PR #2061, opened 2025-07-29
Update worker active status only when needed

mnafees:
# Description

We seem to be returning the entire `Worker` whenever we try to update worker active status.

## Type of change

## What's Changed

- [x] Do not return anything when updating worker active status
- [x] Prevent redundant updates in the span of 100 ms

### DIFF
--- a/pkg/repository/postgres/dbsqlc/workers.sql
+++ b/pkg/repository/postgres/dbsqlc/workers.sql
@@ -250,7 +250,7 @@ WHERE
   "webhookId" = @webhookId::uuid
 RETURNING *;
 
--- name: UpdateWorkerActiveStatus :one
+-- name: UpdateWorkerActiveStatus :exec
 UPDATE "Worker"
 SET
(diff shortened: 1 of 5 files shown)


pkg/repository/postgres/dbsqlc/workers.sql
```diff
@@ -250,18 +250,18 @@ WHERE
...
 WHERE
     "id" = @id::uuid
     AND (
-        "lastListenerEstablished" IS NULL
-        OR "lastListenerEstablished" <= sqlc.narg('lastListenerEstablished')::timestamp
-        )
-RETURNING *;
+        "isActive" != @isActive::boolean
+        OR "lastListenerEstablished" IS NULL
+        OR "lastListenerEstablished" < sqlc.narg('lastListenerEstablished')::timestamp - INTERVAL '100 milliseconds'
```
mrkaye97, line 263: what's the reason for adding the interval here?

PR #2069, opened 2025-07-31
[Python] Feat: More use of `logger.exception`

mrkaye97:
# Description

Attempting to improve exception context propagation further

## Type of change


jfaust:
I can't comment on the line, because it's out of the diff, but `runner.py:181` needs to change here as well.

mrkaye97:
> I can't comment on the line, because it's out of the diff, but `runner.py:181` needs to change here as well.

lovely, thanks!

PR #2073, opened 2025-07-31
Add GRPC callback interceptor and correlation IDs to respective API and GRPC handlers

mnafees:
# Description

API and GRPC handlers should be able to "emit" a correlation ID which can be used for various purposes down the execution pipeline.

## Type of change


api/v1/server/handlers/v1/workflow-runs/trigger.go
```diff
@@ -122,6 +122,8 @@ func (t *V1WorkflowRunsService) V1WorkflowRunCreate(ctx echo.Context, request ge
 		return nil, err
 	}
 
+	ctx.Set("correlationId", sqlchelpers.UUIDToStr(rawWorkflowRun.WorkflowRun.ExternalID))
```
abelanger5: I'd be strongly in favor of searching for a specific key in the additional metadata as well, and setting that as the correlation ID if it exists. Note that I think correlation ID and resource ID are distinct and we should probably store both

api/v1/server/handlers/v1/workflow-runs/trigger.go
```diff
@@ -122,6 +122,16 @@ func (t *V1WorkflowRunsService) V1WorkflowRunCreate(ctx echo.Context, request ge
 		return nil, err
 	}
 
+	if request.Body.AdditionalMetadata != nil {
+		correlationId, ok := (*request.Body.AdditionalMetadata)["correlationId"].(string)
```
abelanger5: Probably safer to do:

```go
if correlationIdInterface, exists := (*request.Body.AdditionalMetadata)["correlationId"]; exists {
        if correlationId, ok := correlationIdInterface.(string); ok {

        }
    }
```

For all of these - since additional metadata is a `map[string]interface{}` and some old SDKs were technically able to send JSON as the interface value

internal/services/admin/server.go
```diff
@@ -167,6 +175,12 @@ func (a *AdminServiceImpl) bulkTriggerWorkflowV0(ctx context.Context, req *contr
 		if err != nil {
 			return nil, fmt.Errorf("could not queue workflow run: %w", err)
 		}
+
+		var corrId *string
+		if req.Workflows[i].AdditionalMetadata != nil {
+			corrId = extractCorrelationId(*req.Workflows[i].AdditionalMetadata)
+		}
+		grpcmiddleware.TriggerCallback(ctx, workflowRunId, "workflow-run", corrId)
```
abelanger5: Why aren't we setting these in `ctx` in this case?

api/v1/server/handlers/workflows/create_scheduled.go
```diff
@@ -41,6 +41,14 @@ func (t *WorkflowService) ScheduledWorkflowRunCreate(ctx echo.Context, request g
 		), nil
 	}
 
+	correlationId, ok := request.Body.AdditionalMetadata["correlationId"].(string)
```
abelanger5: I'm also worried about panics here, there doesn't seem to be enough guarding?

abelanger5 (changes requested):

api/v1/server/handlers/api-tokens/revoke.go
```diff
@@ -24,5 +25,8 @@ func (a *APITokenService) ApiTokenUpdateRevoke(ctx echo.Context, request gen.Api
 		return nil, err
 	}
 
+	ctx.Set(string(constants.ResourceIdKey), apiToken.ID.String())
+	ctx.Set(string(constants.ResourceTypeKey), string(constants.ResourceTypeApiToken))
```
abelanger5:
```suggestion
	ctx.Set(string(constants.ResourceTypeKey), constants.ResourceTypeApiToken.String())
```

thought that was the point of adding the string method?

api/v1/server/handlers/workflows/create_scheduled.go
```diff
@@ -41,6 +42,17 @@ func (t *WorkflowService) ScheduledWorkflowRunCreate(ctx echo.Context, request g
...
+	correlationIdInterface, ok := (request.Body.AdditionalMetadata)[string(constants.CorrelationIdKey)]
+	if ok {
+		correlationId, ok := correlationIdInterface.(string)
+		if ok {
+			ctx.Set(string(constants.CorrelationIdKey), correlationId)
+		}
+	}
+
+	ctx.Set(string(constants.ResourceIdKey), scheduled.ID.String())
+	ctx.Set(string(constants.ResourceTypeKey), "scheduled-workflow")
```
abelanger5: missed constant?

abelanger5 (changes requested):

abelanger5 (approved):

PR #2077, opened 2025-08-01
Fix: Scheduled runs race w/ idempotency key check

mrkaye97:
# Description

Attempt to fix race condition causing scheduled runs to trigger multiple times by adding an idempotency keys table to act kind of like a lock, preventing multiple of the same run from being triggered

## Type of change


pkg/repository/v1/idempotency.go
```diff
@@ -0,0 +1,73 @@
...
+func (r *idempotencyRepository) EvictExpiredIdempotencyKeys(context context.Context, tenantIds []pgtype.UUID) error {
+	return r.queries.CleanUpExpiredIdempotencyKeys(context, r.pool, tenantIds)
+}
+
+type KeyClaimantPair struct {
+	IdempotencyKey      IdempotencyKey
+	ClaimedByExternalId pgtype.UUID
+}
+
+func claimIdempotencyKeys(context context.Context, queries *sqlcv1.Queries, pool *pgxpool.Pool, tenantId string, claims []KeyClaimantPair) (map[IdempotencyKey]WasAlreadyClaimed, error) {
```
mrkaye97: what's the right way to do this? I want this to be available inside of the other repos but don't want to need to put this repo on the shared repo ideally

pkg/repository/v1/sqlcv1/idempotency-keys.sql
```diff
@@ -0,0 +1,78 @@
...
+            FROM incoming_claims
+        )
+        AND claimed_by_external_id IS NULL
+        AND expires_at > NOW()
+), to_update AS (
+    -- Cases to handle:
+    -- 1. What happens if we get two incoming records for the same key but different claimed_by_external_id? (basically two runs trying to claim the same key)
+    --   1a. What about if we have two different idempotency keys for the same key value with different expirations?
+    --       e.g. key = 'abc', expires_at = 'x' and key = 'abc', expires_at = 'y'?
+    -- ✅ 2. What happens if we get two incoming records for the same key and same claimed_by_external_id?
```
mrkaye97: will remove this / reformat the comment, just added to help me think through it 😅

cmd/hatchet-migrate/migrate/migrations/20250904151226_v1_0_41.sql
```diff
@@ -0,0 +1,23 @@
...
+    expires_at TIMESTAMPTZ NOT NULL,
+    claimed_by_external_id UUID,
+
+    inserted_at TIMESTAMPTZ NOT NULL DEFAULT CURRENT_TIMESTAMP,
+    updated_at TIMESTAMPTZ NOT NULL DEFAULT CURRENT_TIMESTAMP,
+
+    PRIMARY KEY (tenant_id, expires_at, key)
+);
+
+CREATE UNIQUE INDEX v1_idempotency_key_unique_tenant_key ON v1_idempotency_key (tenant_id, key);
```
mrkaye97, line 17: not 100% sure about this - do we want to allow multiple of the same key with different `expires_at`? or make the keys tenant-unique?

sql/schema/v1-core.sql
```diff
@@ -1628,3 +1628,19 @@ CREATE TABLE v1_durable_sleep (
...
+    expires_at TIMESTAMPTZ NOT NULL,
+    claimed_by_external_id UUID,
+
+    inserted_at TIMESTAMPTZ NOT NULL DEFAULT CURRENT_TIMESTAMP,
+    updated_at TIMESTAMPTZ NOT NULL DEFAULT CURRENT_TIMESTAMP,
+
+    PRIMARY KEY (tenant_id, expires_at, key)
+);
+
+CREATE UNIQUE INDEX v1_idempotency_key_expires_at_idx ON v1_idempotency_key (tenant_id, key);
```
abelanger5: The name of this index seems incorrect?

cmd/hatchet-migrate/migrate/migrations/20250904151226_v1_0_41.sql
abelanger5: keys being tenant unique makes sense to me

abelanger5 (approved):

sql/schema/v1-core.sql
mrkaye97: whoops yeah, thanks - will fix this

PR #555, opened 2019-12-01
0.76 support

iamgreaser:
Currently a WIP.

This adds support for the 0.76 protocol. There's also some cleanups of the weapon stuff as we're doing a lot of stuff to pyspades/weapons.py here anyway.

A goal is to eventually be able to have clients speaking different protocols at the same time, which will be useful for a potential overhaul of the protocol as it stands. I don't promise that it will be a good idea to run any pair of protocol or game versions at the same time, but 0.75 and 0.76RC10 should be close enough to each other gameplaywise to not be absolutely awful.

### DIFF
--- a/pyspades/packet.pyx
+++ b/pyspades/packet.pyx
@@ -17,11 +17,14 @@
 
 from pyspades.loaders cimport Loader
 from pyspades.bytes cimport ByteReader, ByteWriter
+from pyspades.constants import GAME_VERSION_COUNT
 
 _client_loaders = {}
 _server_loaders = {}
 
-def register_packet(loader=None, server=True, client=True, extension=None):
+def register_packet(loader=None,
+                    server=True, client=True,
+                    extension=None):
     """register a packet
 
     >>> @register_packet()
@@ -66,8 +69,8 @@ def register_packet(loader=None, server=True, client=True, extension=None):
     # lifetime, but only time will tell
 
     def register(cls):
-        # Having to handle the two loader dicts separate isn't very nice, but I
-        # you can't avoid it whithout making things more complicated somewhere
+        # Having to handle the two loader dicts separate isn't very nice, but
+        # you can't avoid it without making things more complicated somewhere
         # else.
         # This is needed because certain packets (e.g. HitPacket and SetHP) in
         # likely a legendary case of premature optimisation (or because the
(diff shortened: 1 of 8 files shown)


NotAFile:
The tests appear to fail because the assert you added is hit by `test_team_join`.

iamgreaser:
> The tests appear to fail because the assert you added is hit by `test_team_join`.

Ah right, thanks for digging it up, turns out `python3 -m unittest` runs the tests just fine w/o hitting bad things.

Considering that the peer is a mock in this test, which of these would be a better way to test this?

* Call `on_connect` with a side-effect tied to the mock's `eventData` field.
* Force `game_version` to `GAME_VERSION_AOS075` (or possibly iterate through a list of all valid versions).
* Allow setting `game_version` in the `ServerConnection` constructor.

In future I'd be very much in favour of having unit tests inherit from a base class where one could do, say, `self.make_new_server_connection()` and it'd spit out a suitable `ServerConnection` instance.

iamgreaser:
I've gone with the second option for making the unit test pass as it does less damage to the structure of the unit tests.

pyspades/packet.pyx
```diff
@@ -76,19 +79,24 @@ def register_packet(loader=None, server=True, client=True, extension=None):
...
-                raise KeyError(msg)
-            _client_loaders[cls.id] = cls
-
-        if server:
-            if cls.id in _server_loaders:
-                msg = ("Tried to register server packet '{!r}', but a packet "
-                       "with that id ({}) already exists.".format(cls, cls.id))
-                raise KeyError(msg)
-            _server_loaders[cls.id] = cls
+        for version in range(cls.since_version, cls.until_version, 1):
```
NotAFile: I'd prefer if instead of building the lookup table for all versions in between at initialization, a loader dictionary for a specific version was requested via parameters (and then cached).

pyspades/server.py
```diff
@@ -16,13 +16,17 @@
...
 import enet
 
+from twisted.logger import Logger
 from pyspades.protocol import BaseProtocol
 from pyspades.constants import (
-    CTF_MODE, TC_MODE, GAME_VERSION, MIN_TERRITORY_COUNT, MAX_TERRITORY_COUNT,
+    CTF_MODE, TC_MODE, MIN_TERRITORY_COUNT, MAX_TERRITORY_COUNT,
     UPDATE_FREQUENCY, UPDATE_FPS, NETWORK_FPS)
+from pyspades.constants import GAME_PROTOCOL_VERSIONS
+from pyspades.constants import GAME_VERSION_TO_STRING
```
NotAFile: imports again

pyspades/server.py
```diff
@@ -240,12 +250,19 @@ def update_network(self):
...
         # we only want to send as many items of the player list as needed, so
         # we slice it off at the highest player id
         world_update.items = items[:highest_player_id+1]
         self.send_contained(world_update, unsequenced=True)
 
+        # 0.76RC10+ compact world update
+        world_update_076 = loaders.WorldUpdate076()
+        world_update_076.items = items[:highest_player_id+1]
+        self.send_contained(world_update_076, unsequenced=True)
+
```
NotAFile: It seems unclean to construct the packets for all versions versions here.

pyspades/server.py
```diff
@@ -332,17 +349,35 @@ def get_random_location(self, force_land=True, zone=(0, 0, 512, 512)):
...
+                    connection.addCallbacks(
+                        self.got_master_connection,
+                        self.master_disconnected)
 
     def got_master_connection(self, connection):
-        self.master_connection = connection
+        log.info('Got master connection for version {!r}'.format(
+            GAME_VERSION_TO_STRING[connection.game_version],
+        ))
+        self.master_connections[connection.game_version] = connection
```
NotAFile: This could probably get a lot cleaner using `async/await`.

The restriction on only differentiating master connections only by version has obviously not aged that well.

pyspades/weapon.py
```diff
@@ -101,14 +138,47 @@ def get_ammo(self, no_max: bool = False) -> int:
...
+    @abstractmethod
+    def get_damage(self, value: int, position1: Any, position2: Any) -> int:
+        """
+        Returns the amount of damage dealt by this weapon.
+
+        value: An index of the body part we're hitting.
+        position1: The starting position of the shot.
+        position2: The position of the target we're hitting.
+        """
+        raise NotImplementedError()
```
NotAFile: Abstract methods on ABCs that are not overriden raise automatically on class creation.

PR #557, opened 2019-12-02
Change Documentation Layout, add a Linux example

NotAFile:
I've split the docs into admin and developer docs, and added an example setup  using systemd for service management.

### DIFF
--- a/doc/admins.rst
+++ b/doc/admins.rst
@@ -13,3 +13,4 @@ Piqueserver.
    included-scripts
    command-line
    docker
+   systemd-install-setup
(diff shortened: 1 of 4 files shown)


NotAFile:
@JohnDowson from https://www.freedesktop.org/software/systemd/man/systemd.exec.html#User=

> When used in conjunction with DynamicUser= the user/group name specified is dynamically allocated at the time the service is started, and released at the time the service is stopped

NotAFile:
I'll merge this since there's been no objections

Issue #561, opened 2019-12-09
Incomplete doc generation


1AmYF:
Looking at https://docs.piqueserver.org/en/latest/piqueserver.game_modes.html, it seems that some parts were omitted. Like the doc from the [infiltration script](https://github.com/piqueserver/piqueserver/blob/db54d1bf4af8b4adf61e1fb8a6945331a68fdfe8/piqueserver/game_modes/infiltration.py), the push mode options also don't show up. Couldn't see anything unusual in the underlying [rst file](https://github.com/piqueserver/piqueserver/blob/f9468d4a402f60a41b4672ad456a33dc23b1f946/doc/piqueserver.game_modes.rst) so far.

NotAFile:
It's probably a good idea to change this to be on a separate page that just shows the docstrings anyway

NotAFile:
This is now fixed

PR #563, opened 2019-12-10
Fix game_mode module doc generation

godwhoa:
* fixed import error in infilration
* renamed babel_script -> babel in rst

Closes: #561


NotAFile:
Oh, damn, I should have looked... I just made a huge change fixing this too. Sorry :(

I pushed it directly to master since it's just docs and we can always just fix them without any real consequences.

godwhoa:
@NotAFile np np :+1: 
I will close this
—————
PROBLEM DESCRIPTION: Once the line containing "This is now fixed" is found in the listing above, set down that line and every line after it, exactly.

ANSWER AREA:
This is now fixed

PR #563, opened 2019-12-10
Fix game_mode module doc generation

godwhoa:
* fixed import error in infilration
* renamed babel_script -> babel in rst

Closes: #561


NotAFile:
Oh, damn, I should have looked... I just made a huge change fixing this too. Sorry :(

I pushed it directly to master since it's just docs and we can always just fix them without any real consequences.

godwhoa:
@NotAFile np np :+1: 
I will close this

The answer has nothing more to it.